Admit it, you're already falling for me.

You know you love,

Bianca

Friday, July 29, 2011

I kind of wish I could win an Oscar or Emmy or something so I could give a huuge thank you speech and be like:

"Right. And I need to thank the people who've made me who I am today. Amanda _____, Tara ________, Jordan ________, and Michelle _________ for being there through all the years. The only people who I still love and care for from all those years ago. For growing up together."

And then I hope Katrina is watching, and I hope that she's really pissed off.

Friday, July 22, 2011

The best day of my life wasn't a day. It was a week. May 25, 2010 to May 29, 2010. Everything about it... I can't describe, and I don't want to, but it makes me feel. Really, really good. It wasn't the last I was really happy, but it was close. And if I could go back and change everything. I wouldn't dare touch that five days. Not for the world.

Actually. If I could redo this whole year. I wouldn't touch anything. And I know that anyone reading this that read my past entries is probably wondering how much crack I smoked today, but I mean it. Because look at how happy everyone else is. I can't ruin that just so I can have friends.

Just looking at this year, I think they'll be all right--my friends, I mean. And I hope they are. I wish them all the best. Even if I don't exactly think Jordan and Amanda and Tara are best classified as friends, even though I want them to be. And yeah no. Katrina's not a friend. I'm still proud of them. All of them. Because they're everything I'll never add up.

I wish them all the best.

Because they deserve.

And I deserve my misery. I really, really do.

Thursday, June 23, 2011

One of Four "The End"

Freshman year is over. Praise the fucking Lord. I could go on and one about what I learned this year, what I can take from this new expierence. But I just can't. I'm too tired. I'm exhuasted of this terrible, terrible year.

I'm tired of being sad. I'm tired of losing my friends. I'm tired of being replaced. Of hating myself. Not being good enough. Not eating. Eating. I'm tired of being ugly and fat and short. And being angry and hating of everything. I'm tired of being so negative. I'm tired pining for my past. I'm tired of being alone. I'm tired of disappointments and disappointing. I'm tired of ripping out my hair. I'm tired of lying. I'm tired of trying to make someone (anyone) help me. I'm tired of being stupid. Of fucking everything up. Crying. Not being able to cry anymore. Of being being a bitch. Faking everything. Lying. Waiting for a better break. Being quiet. Watching everyone get sick. Fucking cancer. I'm tired of swearing and texting and this fucking computer. I'm tired of waiting to get into a car crash. Changing and change. I'm tired of people just walking out, and not giving a crap that I can't do it anymore.

I'm so tired of this year.

And I just want to go to sleep. Only if I do, I wonder whether or not I'll let myself wakeup?

Friday, June 17, 2011

I never wanted to see you get hurt. Unfortunately everything I say to you is irrelevant.

Excuse while I close my eyes, Tara.

Have fun getting your heart ripped out.

Sunday, June 12, 2011

See when I stop being such a control freak everything gets out of hand.
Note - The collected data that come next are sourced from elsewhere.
PR #308, opened 2020-10-19
Integration Tests - Fix faulty logic in error event parsing from log files

nr-ahemsath:
### Description

The previous logic of the ExpectedErrorsTests tests assumed that all error events would be harvested in the first error event payload.  Due to changes for faster event harvest, this assumption is no longer safe.  These changes ensure that all error events are considered in the test logic.

Additionally, the previous `AgentLogBase.GetErrorEvents()` method was poorly named since it actually returned an `IEnumerable<ErrorEventPayload>`, which had the actual error events in a field.  This PR renames that method to `GetErrorEventPayloads()` and then creates a new `GetErrorEvents()` method that builds on top of it and actually returns the error events, not the payloads.

Thanks to @jifeingo for help with the LINQ query syntax.

### Testing

The integration tests build and pass for me locally.

### Changelog

N/A

### DIFF
--- a/tests/Agent/IntegrationTests/IntegrationTests/Api/AgentApiTests.cs
+++ b/tests/Agent/IntegrationTests/IntegrationTests/Api/AgentApiTests.cs
@@ -13,12 +13,13 @@ using Xunit.Abstractions;
 namespace NewRelic.Agent.IntegrationTests.Api
 {
     [NetFrameworkTest]
-    public class AgentApiTests : IClassFixture<RemoteServiceFixtures.AgentApiExecutor>
+    public class AgentApiTests : NewRelicIntegrationTest<RemoteServiceFixtures.AgentApiExecutor>
     {
 
         private readonly RemoteServiceFixtures.AgentApiExecutor _fixture;
 
         public AgentApiTests(RemoteServiceFixtures.AgentApiExecutor fixture, ITestOutputHelper output)
+            : base(fixture)
         {
             _fixture = fixture;
             _fixture.TestLogger = output;
--- a/tests/Agent/IntegrationTests/IntegrationTests/Api/AgentApiTests.cs
+++ b/tests/Agent/IntegrationTests/IntegrationTests/Api/AgentApiTests.cs
@@ -56,18 +56,13 @@ namespace NewRelic.Agent.IntegrationTests.Api
 
             var actualMetrics = _fixture.AgentLog.GetMetrics();
             var errorTrace = _fixture.AgentLog.GetErrorTraces().FirstOrDefault();
-            var errorEventPayload = _fixture.AgentLog.GetErrorEventPayloads().FirstOrDefault();
-
-            //order events chronologically
-            var errorEvents = errorEventPayload.Events
-                .Where(ev => ev.IntrinsicAttributes != null && ev.IntrinsicAttributes.ContainsKey("timestamp"))
-                .OrderBy(ev => ev.IntrinsicAttributes["timestamp"]).ToList();
+            var errorEvents = _fixture.AgentLog.GetErrorEvents().OrderBy(ev => ev.IntrinsicAttributes["timestamp"]).ToList();
 
             NrAssert.Multiple
                 (
                     () => Assertions.MetricsExist(expectedMetrics, actualMetrics),
                     () => Assert.NotNull(errorTrace),
-                    () => Assert.Equal("2", errorEventPayload.Additions.EventsSeen.ToString()),
+                    () => Assert.Equal(2, errorEvents.Count),
                     () => Assertions.ErrorEventHasAttributes(expectedErrorEventIntrinsicAttributes, EventAttributeType.Intrinsic, errorEvents[0]),
                     () => Assertions.ErrorEventHasAttributes(expectedErrorEventIntrinsicAttributes, EventAttributeType.Intrinsic, errorEvents[1]),
                     () => Assertions.ErrorEventHasAttributes(expectedErrorEventCustomAttributes, EventAttributeType.User, errorEvents[1])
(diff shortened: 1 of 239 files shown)


lspangler584 (approved):
Looks good. Test passes in GHA and locally for me as well.

tests/Agent/IntegrationTests/IntegrationTests/Errors/ExpectedErrorTests.cs
```diff
@@ -77,16 +77,17 @@ public void Test()
             };
 
             var errorTraces = _fixture.AgentLog.GetErrorTraces().ToList();
-            var errorEvents = _fixture.AgentLog.GetErrorEvents().ToList();
+            var errorEventPayloads = _fixture.AgentLog.GetErrorEvents().ToList();
+            var errorEvents = errorEventPayloads.SelectMany(payload => payload.Events).ToList();
```
jifeingo, line 81: Is there a way to build this into the Agent Log feature for all event types?   Seems like this functionality could be useful to many tests in making them less brittle.

nr-ahemsath: It's a fair point.  I did consider doing something like this.  A lot of tests use the `GetErrorEvents()` method so it would require changing a lot of test code.

One thing approach I'd explore if we decided to spend more time on this, is rename `GetErrorEvents` to `GetErrorEventPayloads`, because that's what it's ACTUALLY returning.  Then I'd probably need to go look at each test which uses that method and see what it's actually trying to assert on (for example, if it's just asserting on the absence of error events, then making sure that there are no error event payloads is correct, but if it really wants to know about error events than it might make sense to use a new method which returns the actual events).

tests/Agent/IntegrationTests/IntegrationTests/Owin/OwinMiddlewareExceptionTests.cs
```diff
@@ -83,12 +83,12 @@ public void Test()
             NrAssert.Multiple(
                 () => Assertions.MetricsExist(expectedMetrics, metrics),
                 () => Assert.NotEmpty(errorTraces),
-                () => Assert.NotEmpty(_fixture.AgentLog.GetErrorEvents()),
+                () => Assert.NotEmpty(_fixture.AgentLog.GetErrorEventPayloads()),
```
jifeingo, line 86: probably could use local `errorEvents` here.

tests/Agent/IntegrationTests/IntegrationTests/Owin/OwinWebApiTests.cs
```diff
@@ -103,7 +103,7 @@ public void Test()
                 () => Assertions.MetricsDoNotExist(unexpectedMetrics, metrics),
                 () => Assert.NotNull(transactionEventWithExternal),
                 () => Assert.Empty(_fixture.AgentLog.GetErrorTraces()),
-                () => Assert.Empty(_fixture.AgentLog.GetErrorEvents())
+                () => Assert.Empty(_fixture.AgentLog.GetErrorEventPayloads())
```
jifeingo, line 106: Optional, consider using `GetErrorEvents()` instead.   My thinking is that we can widdle down our usage of the GetErrorEventPayloads to the end of removing that method all together.

tests/Agent/IntegrationTests/IntegrationTests/Api/AgentApiTests.cs
```diff
@@ -56,7 +56,7 @@ public void Test()
 
             var actualMetrics = _fixture.AgentLog.GetMetrics();
             var errorTrace = _fixture.AgentLog.GetErrorTraces().FirstOrDefault();
-            var errorEventPayload = _fixture.AgentLog.GetErrorEvents().FirstOrDefault();
+            var errorEventPayload = _fixture.AgentLog.GetErrorEventPayloads().FirstOrDefault();
```
jifeingo, line 59: Optional, this test may benefit from just using `GetErrorEvents()` and comparing counts of that only.
Is this test specifically testing the `EventsSeen` value correctness or the number of errors recorded?

tests/Agent/IntegrationTests/IntegrationTests/CSP/HighSecurityAndCustomAttributes.cs
```diff
@@ -58,7 +58,7 @@ public void Test()
             Assertions.TransactionTraceDoesNotHaveAttributes(unexpectedTransactionTraceAttributes, TransactionTraceAttributeType.User, transactionSample);
 
             var errorTrace = _fixture.AgentLog.GetErrorTraces().FirstOrDefault();
-            var errorEventPayload = _fixture.AgentLog.GetErrorEvents().FirstOrDefault();
+            var errorEventPayload = _fixture.AgentLog.GetErrorEventPayloads().FirstOrDefault();
```
jifeingo, line 61: Could benefit from just using `GetErrorEvents`.   My goal is removing the usage of `GetErrorEvenPayloads` to the end of removing the method entirely.

jifeingo (approved):
I approve the changes.  There are few places where I had recommendations, but none are required so long as the tests pass.  Thanks, great work!

tests/Agent/IntegrationTests/IntegrationTests/Owin/OwinMiddlewareExceptionTests.cs
nr-ahemsath: Good catch, I missed that.

tests/Agent/IntegrationTests/IntegrationTests/Owin/OwinWebApiTests.cs
nr-ahemsath: Good idea.  I started out the refactoring process by trying to make minimal changes, but I eventually decided to go in the direction you're suggesting.  Best to be consistent.

tests/Agent/IntegrationTests/IntegrationTests/CSP/HighSecurityAndCustomAttributes.cs
nr-ahemsath: Agreed.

I should care that my best friend hates me, and I hate her right back. I just can't anymore. I don't have the energy, and I can't fucking deal with it. The truth is I'd rather be fighting with her because it'll hurt so much less when she moves to Georgia. Oh Tara, I can't take you right now. I can't take your accusing and yelling and freaking out at me. I just can't. I get it, your dad is a jerk. Welcome to the world where dad's suck. STFU. You /have/ to have the worst dad. I mean he talks shit about your mom, is bringing his twenty year girlfriend to the US, and hates the idea of you moving to a different region. But anything wrong with my dad is wrong, and I'm too dramatic. We all hate you because you blow us off. Actually we are done with your excuses. You don't have to lie, Tara, just say you don't like us anymore. Stop pretending. Don't complain about only having a half of summer when you want to move. Don't yell at me for you misreading Thursday for Saturday. Don't scream at me for not telling you what's happening in everyone's life when it's not my story to tell. Don't freak out just because I don't sound thrilled to speak to you.

I stopped calling because you stopped caring. I bet you didn't even notice. You don't care about us? Do you? You accused Jordan of changing into a slut when I told you what she did. Is that what friends are for?

You've changed too, Tara. Just as much as me. So maybe our new selves just can't handle each other.

And that kills me because I genuinely care about you. And I'm so scared for you because I know just how much you're not saying.

Secrets hurt. Tara. Haven't you done enough harm yet?

Just stop fucking with me because I'm done with this fake friendships. I am finished with being disposable for you and everyone else to use.

You know where to find me.

Sunday, June 5, 2011

I think I know why I've only gotten worse. The medical world is confusing place indeed. Stupid misdiagnosis, I'm smarter than you. Except not.

Sunday, May 29, 2011

At least Katrina had the balls to admit to ignoring me.

You were supposed to be my best friend, Tara.

I actually believed that too.

Fuck. Where did all the decent people go?